▼

PR #1551, opened 2017-05-11
utils: fix num parsing functions

brauner:
Suggested-by: Benedikt Rosenkranz beluro@web.de

### DIFF
--- a/src/lxc/utils.c
+++ b/src/lxc/utils.c
@@ -23,6 +23,7 @@
 
 #include "config.h"
 
+#include <ctype.h>
 #include <dirent.h>
 #include <errno.h>
 #include <fcntl.h>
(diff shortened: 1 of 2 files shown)


brauner:
The reasoning behind this is:

- The POSIX standard mandates that `errno` cannot be unconditionally inspected if the function does not return an error code (e.g. `-1` or something). So only when specific values are returned can we rely on errno otherwise the implementation is free to change it.
- `strtol()` and friends are bath-sh*t crazy implementations which you can gather from the fact that the whole world writes wrappers around them.

src/lxc/utils.c
```diff
@@ -2040,14 +2050,14 @@ int lxc_safe_long(const char *numstr, long int *converted)
 
 	errno = 0;
 	sli = strtol(numstr, &err, 0);
-	if (errno > 0)
+	if (errno == ERANGE && (sli == LONG_MAX || sli == LONG_MIN))
 		return -errno;
 
-	if (!err || err == numstr || *err != '\0')
-		return -EINVAL;
+	if (errno != 0 && sli == 0)
```
hallyn: I see the manpage alluding to == 0 if there wer eno digits at all, but it only says that nptr original value will be returned in endptr, nothing about return value.  Do you have a pointer to better documentation about that?

PR #1562, opened 2017-05-15
monitor: delete unneccessory include file

0x0916:
we want to export `monitor.h`, `#include "conf.h"` will cause error
and it is unneccessory so just delete it.


brauner:
jenkins: test this please

PR #1571, opened 2017-05-17
Fix build of conf.c when capabilities is disabled

ffontaine:
Do not call idmaptool_on_path_and_privileged with CAP_SETUID and
CAP_SETGID if HAVE_LIBCAP is not defined otherwise compilation fails

### DIFF
--- a/src/lxc/conf.c
+++ b/src/lxc/conf.c
@@ -3469,8 +3469,10 @@ int lxc_map_ids(struct lxc_list *idmap, pid_t pid)
 	 * will protected it by preventing another user from being handed the
 	 * range by shadow.
 	 */
+	#if HAVE_LIBCAP
 	uidmap = idmaptool_on_path_and_privileged("newuidmap", CAP_SETUID);
 	gidmap = idmaptool_on_path_and_privileged("newgidmap", CAP_SETGID);
+	#endif
 	if (uidmap > 0 && gidmap > 0) {
 		DEBUG("Functional newuidmap and newgidmap binary found.");
 		use_shadow = true;


brauner:
jenkins: test this please

src/lxc/conf.c
```diff
@@ -3469,8 +3469,10 @@ int lxc_map_ids(struct lxc_list *idmap, pid_t pid)
 	 * will protected it by preventing another user from being handed the
 	 * range by shadow.
 	 */
+	#if HAVE_LIBCAP
 	uidmap = idmaptool_on_path_and_privileged("newuidmap", CAP_SETUID);
 	gidmap = idmaptool_on_path_and_privileged("newgidmap", CAP_SETGID);
+	#endif
```
brauner: If we do not have caps we should probably still give the benefit of the doubt and proceed but give a warning.

brauner: I actually wonder why this would need fixing in the first place? `CAP_SET{G,U}ID` are now `#ifndef`ined when not available and `idmaptool_on_path_and_privileged()` does:

```	
        #if HAVE_LIBCAP && LIBCAP_SUPPORTS_FILE_CAPABILITIES
	/* Check if it has the CAP_SETUID capability. */
	if ((cap & CAP_SETUID) &&
	    lxc_file_cap_is_set(path, CAP_SETUID, CAP_EFFECTIVE) &&
	    lxc_file_cap_is_set(path, CAP_SETUID, CAP_PERMITTED)) {
		DEBUG("The binary \"%s\" has CAP_SETUID in its CAP_EFFECTIVE "
		      "and CAP_PERMITTED sets.", path);
		fret = 1;
		goto cleanup;
	}

	/* Check if it has the CAP_SETGID capability. */
	if ((cap & CAP_SETGID) &&
	    lxc_file_cap_is_set(path, CAP_SETGID, CAP_EFFECTIVE) &&
	    lxc_file_cap_is_set(path, CAP_SETGID, CAP_PERMITTED)) {
		DEBUG("The binary \"%s\" has CAP_SETGID in its CAP_EFFECTIVE "
		      "and CAP_PERMITTED sets.", path);
		fret = 1;
		goto cleanup;
	}
	#else
	/* If we cannot check for file capabilities we need to give the benefit
	 * of the doubt. Otherwise we might fail even though all the necessary
	 * file capabilities are set.
	 */
	DEBUG("Cannot check for file capabilites as full capability support is "
	      "missing. Manual intervention needed.");
	fret = 1;
	#endif
```

ffontaine: Sorry, you're right, I will close this PR. I found the issue on lxc-2.0.8 and I didn't see that the bug was fixed by bc5b27d6f6d166d2a6df47982cbe36041ce6b735.

brauner: np :)

PR #1573, opened 2017-05-18
utils: fix ppc64le builds

brauner:
I suspect that there's a glibc bug on ppc64le. Both clang and gcc a very
unhappy when you return -errno from these functions. Instead, let's return
concrete errno numbers, e.g. -EINVAL.


brauner:
jenkins: test this please

PR #1576, opened 2017-05-19
DO NOT add the handles of adjust winsize when the 'stdin' is not a tty

lifeng68:
I think it is not necessary that  the 'stdin'  must be a tty device.  For example, we can pass a FIFO fd as the ‘stdin’ parameter, then we can do more flexible work on the container console.

### DIFF
--- a/src/lxc/console.c
+++ b/src/lxc/console.c
@@ -121,6 +121,11 @@ struct lxc_tty_state *lxc_console_sigwinch_init(int srcfd, int dstfd)
 	ts->masterfd = dstfd;
 	ts->sigfd = -1;
 
+	if (!isatty(srcfd)) {
+		INFO("fd %d does not refer to a tty device", srcfd);
+		return ts;
+	}
+
 	/* add tty to list to be scanned at SIGWINCH time */
 	lxc_list_add_elem(&ts->node, ts);
 	lxc_list_add_tail(&lxc_ttys, &ts->node);
@@ -128,20 +133,20 @@ struct lxc_tty_state *lxc_console_sigwinch_init(int srcfd, int dstfd)
 	sigemptyset(&mask);
 	sigaddset(&mask, SIGWINCH);
 	if (sigprocmask(SIG_BLOCK, &mask, &ts->oldmask)) {
-		SYSERROR("failed to block SIGWINCH.");
+		SYSERROR("failed to block SIGWINCH");
 		ts->sigfd = -1;
 		return ts;
 	}
 
 	ts->sigfd = signalfd(-1, &mask, 0);
 	if (ts->sigfd < 0) {
-		SYSERROR("failed to get signalfd.");
+		SYSERROR("failed to create signal fd");
 		sigprocmask(SIG_SETMASK, &ts->oldmask, NULL);
 		ts->sigfd = -1;
 		return ts;
 	}
 
-	DEBUG("%d got SIGWINCH fd %d", getpid(), ts->sigfd);
+	DEBUG("process %d created signal fd %d to handle SIGWINCH events", getpid(), ts->sigfd);
 	return ts;
 }
 
@@ -647,16 +652,17 @@ int lxc_console(struct lxc_container *c, int ttynum,
 	struct lxc_epoll_descr descr;
 	struct termios oldtios;
 	struct lxc_tty_state *ts;
+	int istty = 0;
 
-	if (!isatty(stdinfd)) {
-		ERROR("stdin is not a tty");
-		return -1;
-	}
-
-	ret = lxc_setup_tios(stdinfd, &oldtios);
-	if (ret) {
-		ERROR("failed to setup tios");
-		return -1;
+	istty = isatty(stdinfd);
+	if (istty) {
+		ret = lxc_setup_tios(stdinfd, &oldtios);
+		if (ret) {
+			ERROR("failed to setup terminal properties");
+			return -1;
+		}
+	} else {
+		INFO("fd %d does not refer to a tty device", stdinfd);
 	}
 
 	ttyfd = lxc_cmd_console(c->name, &ttynum, &masterfd, c->config_path);
@@ -684,8 +690,10 @@ int lxc_console(struct lxc_container *c, int ttynum,
 	ts->winch_proxy = c->name;
 	ts->winch_proxy_lxcpath = c->config_path;
 
-	lxc_console_winsz(stdinfd, masterfd);
-	lxc_cmd_console_winch(ts->winch_proxy, ts->winch_proxy_lxcpath);
+	if (istty) {
+		lxc_console_winsz(stdinfd, masterfd);
+		lxc_cmd_console_winch(ts->winch_proxy, ts->winch_proxy_lxcpath);
+	}
 
 	ret = lxc_mainloop_open(&descr);
 	if (ret) {
@@ -733,8 +741,10 @@ err2:
 	close(masterfd);
 	close(ttyfd);
 err1:
-	tcsetattr(stdinfd, TCSAFLUSH, &oldtios);
+	if (istty) {
+		if (tcsetattr(stdinfd, TCSAFLUSH, &oldtios) < 0)
+			WARN("failed to reset terminal properties: %s.", strerror(errno));
+	}
 
 	return ret;
 }
-


lifeng68:
Jenkins: test this please.

brauner:
jenkins: test this please

src/lxc/console.c
```diff
@@ -121,27 +121,29 @@ struct lxc_tty_state *lxc_console_sigwinch_init(int srcfd, int dstfd)
...
+			return ts;
+		}
 
-	ts->sigfd = signalfd(-1, &mask, 0);
-	if (ts->sigfd < 0) {
-		SYSERROR("failed to get signalfd.");
-		sigprocmask(SIG_SETMASK, &ts->oldmask, NULL);
-		ts->sigfd = -1;
-		return ts;
+		DEBUG("%d got SIGWINCH fd %d", getpid(), ts->sigfd);
```
brauner: While you're at it could you change this to:

    DEBUG("process %d created signal fd %d to handle SIGWINCH events", getpid(), ts->sigfd)

src/lxc/console.c
```diff
@@ -121,27 +121,29 @@ struct lxc_tty_state *lxc_console_sigwinch_init(int srcfd, int dstfd)
 	ts->masterfd = dstfd;
 	ts->sigfd = -1;
 
-	/* add tty to list to be scanned at SIGWINCH time */
-	lxc_list_add_elem(&ts->node, ts);
-	lxc_list_add_tail(&lxc_ttys, &ts->node);
+	if (isatty(srcfd)) {
```
brauner: From a coding style point of view it would be nicer to just do:

```
if (!isatty(srcfd)) {
        INFO("fd %d does not refer to a tty device", srcfd);
        return ts;
}
```
This lets you avoid the additional indentation level afterwards.

src/lxc/console.c
```diff
@@ -647,16 +649,15 @@ int lxc_console(struct lxc_container *c, int ttynum,
...
-		ERROR("stdin is not a tty");
-		return -1;
-	}
-
-	ret = lxc_setup_tios(stdinfd, &oldtios);
-	if (ret) {
-		ERROR("failed to setup tios");
-		return -1;
+	istty = isatty(stdinfd);
+	if (istty) {
```
brauner: If you want to remove that test you need to at least add an `INFO()` to inform users that they are not attaching to a tty device.

lifeng68:
@brauner ，the use-case :
For example, we can pass FIFO fds as the ‘stdin’ and 'stdout', we can control the container by the FIFOs.
It can be used in conjunction with other software developping by our company. Through the software, you can control the container from a different machine.

brauner:
@lifeng68, sounds reasonable. I'll leave a few more comments to be addressed.

src/lxc/console.c
```diff
@@ -121,27 +121,29 @@ struct lxc_tty_state *lxc_console_sigwinch_init(int srcfd, int dstfd)
...
-	lxc_list_add_tail(&lxc_ttys, &ts->node);
+	if (isatty(srcfd)) {
+		/* add tty to list to be scanned at SIGWINCH time */
+		lxc_list_add_elem(&ts->node, ts);
+		lxc_list_add_tail(&lxc_ttys, &ts->node);
+
+		sigemptyset(&mask);
+		sigaddset(&mask, SIGWINCH);
+		if (sigprocmask(SIG_BLOCK, &mask, &ts->oldmask)) {
+			SYSERROR("failed to block SIGWINCH.");
```
brauner: Can you please remove the `.` at the end of the `SYSERROR()` statement?

src/lxc/console.c
```diff
@@ -121,27 +121,29 @@ struct lxc_tty_state *lxc_console_sigwinch_init(int srcfd, int dstfd)
...
-	sigemptyset(&mask);
-	sigaddset(&mask, SIGWINCH);
-	if (sigprocmask(SIG_BLOCK, &mask, &ts->oldmask)) {
-		SYSERROR("failed to block SIGWINCH.");
-		ts->sigfd = -1;
-		return ts;
-	}
+		ts->sigfd = signalfd(-1, &mask, 0);
+		if (ts->sigfd < 0) {
+			SYSERROR("failed to get signalfd.");
```
brauner: Remove the `.` at the end please and add reword to `failed to create signal fd`.

src/lxc/console.c
```diff
@@ -647,16 +649,15 @@ int lxc_console(struct lxc_container *c, int ttynum,
...
-
-	ret = lxc_setup_tios(stdinfd, &oldtios);
-	if (ret) {
-		ERROR("failed to setup tios");
-		return -1;
+	istty = isatty(stdinfd);
+	if (istty) {
+		ret = lxc_setup_tios(stdinfd, &oldtios);
+		if (ret) {
+			ERROR("failed to setup tios");
```
brauner: Please reword to "failed to setup terminal properties"

src/lxc/console.c
```diff
@@ -733,8 +736,8 @@ int lxc_console(struct lxc_container *c, int ttynum,
 	close(masterfd);
 	close(ttyfd);
 err1:
-	tcsetattr(stdinfd, TCSAFLUSH, &oldtios);
+	if (istty)
+		tcsetattr(stdinfd, TCSAFLUSH, &oldtios);
```
brauner: Can you also issue an `INFO()` or `WARN()` including the output from `strerror(errno)` right here in case `tcsetattr()` failed. Might be useful in debugging.

brauner:
So it definitely looks like something we could support but we need to consider two things:
1. possible security implications of allowing non-tty-referring fds to be used
2. while technically not an api break it is definitely an api extension so we need to make sure that this doesn't mess with current use-cases

src/lxc/console.c
lifeng68: Thanks for your suggestions, I had fixed it

src/lxc/console.c
lifeng68: Thanks, i added an "INFO("fd %d does not refer to a tty device", stdinfd);" for inform the users

src/lxc/console.c
lifeng68: fixed

src/lxc/console.c
lifeng68: fixed

src/lxc/console.c
lifeng68: fixed

src/lxc/console.c
lifeng68: fixed

lifeng68:
@brauner , I do not quite understand what is 'security implications'  about,  check the permissions of the non-tty-referring fds? In the  use-case i mentioned above, the caller of the method `lxc_console` should check whether there is permission to open the FIFOs. So, i think the lxc  just need provide the method   `lxc_console ` as a library function， the check of the fds should be the caller's job.
I had tested the current use-cases already. The 'lxc-console' and 'lxc-start -F ...' ， the modification had no effect on them, and from the analysis of the code logic, it would not mess with current use-cases.

brauner:
So existing users might be confused by the fact that the console API function now accepts non-tty-referring arguments for std{I,out,err}. But the public API never advertises the fact that it only allows tty-referring fds so I think we're good on that front.

My security concerns are about allowing arbitrary file descriptors to be attached to the containers tty fd. Which this commit essentially would allow you to do by special casing tty-referring fds internally. I'm cautious as we've seen privilege escalation caused in his area.

brauner:
So I convinced myself that this patch should not increase the  console attack vector anymore as it is now. Here's my reasoning for future reference so that people can tell at me later on. :)

In contrast to attaching to a containers namespaces without allocating a fresh tty where you're susceptible to tty pushback attacks the situation here is different. The tty file descriptors which are used by console have been setup and opened before the container init has started and so should be pristine. Also, there's no immediate danger of leaking host fds into the container by allowing this.

brauner:
jenkins: test this please

lifeng68:
jenkins: test this please

lifeng68:
@brauner  ,The Testsuite failed， the erro info as below, is anything wrong with the` GPG keyserver`?
```
FAIL: lxc-tests: /usr/bin/lxc-test-apparmor-mount
---
/usr/sbin/deluser: The user `lxcunpriv' does not exist.
Setting up the GPG keyring
ERROR: Unable to fetch GPG key from keyserver.
lxc-create: tmp.kOeCIWBTOn: lxccontainer.c: create_run_template: 1295 container creation template for tmp.kOeCIWBTOn failed
lxc-create: tmp.kOeCIWBTOn: tools/lxc_create.c: main: 318 Error creating container tmp.kOeCIWBTOn
Container is not defined
umount: /sys/kernel/security/apparmor/features/mount: not mounted
---
```

brauner:
@lifeng68, yeah, this has nothing to do with your branch. But let's retry.

brauner:
jenkins: test this please

brauner:
I'll perform some local test and then will merge.

PR #1577, opened 2017-05-19
Fix the bug of 'ts->stdoutfd' did not fill with parameters 'stdoutfd'

lifeng68:
The 'ts->stdoutfd' did not fill with parameters 'stdoutfd', it used the default value "0".
I think we should fix that mistake.

### DIFF
--- a/src/lxc/console.c
+++ b/src/lxc/console.c
@@ -683,6 +683,7 @@ int lxc_console(struct lxc_container *c, int ttynum,
 	ts->escape = escape;
 	ts->winch_proxy = c->name;
 	ts->winch_proxy_lxcpath = c->config_path;
+	ts->stdoutfd = stdoutfd;
 
 	lxc_console_winsz(stdinfd, masterfd);
 	lxc_cmd_console_winch(ts->winch_proxy, ts->winch_proxy_lxcpath);


lifeng68:
Jenkins: test this please.

brauner:
jenkins: test this please

src/lxc/console.c
```diff
@@ -683,6 +683,7 @@ int lxc_console(struct lxc_container *c, int ttynum,
 	ts->escape = escape;
 	ts->winch_proxy = c->name;
 	ts->winch_proxy_lxcpath = c->config_path;
+	ts->stdoutfd = stdoutfd;
```
brauner: What about

    ts->stdinfd
    ts->stderrfd

?

lifeng68: ts->stdinfd had been filled in the method `lxc_console_sigwinch_init`
```
struct lxc_tty_state *lxc_console_sigwinch_init(int srcfd, int dstfd)
{
	sigset_t mask;
	struct lxc_tty_state *ts;

	ts = malloc(sizeof(*ts));
	if (!ts)
		return NULL;

	memset(ts, 0, sizeof(*ts));
	ts->stdinfd = srcfd;
	ts->masterfd = dstfd;
	ts->sigfd = -1;
        .......

```
The ts->stderrfd did not use at all. becase the stdin\stdout\stderr of container had been duplicated to the same slave of pty . So the stdout and stderr of container are combined. 
```
{
    if (fd < 0)
        return 0;

    if (isatty(STDIN_FILENO))
            return -1;
        }

    if (isatty(STDOUT_FILENO))
            return -1;
        }

    if (isatty(STDERR_FILENO))
            return -1;
        }

    return 0;
} 
```
So, we can get the stdout\stderr info of container by reading the master of pty (ts->masterfd) . And then we just need to write the info to the ts->stdout, the info include the 'stdout' and 'stderr'.
```
int lxc_console_cb_tty_master(int fd, uint32_t events, void *cbdata,
		struct lxc_epoll_descr *descr)
{
	struct lxc_tty_state *ts = cbdata;
	char buf[1024];
	int r, w;

	if (fd != ts->masterfd)
		return 1;

	r = lxc_read_nointr(fd, buf, sizeof(buf));
	if (r <= 0)
		return 1;

	w = lxc_write_nointr(ts->stdoutfd, buf, r);
	if (w <= 0) {
		return 1;
	} else if (w != r) {
		SYSERROR("failed to write");
		return 1;
	}

	return 0;
}
```

brauner: Ah right. I should remember that. I wrote this code. :)

PR #1584, opened 2017-05-23
[RFC]: pre-allocate and retrieve pre-allocated pts devices from container

brauner:
This implements `lxc.pts.allocate` which when set to a non-zero value will pre-allocate a number of pty devices from the container's private devpts mount inside of the container's namespaces **before** the init binary is spawned. `LXC` caches the master and slave side file descriptors for later retrieval. This guarantees that the `fd`s have not been tampered with by the program running inside of the container.

In order to retrieve a set of cached pty {master,slave} fd pair from the container this PR adds

    int lxc_cmd_get_pty(const char *name, int *ttynum, int *masterfd, int *slavefd, const char *lxcpath);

▲

Exercise goal: Every line of the listing that includes the word "unneccessory" forms the answer.

Result of the exercise:
monitor: delete unneccessory include file
and it is unneccessory so just delete it.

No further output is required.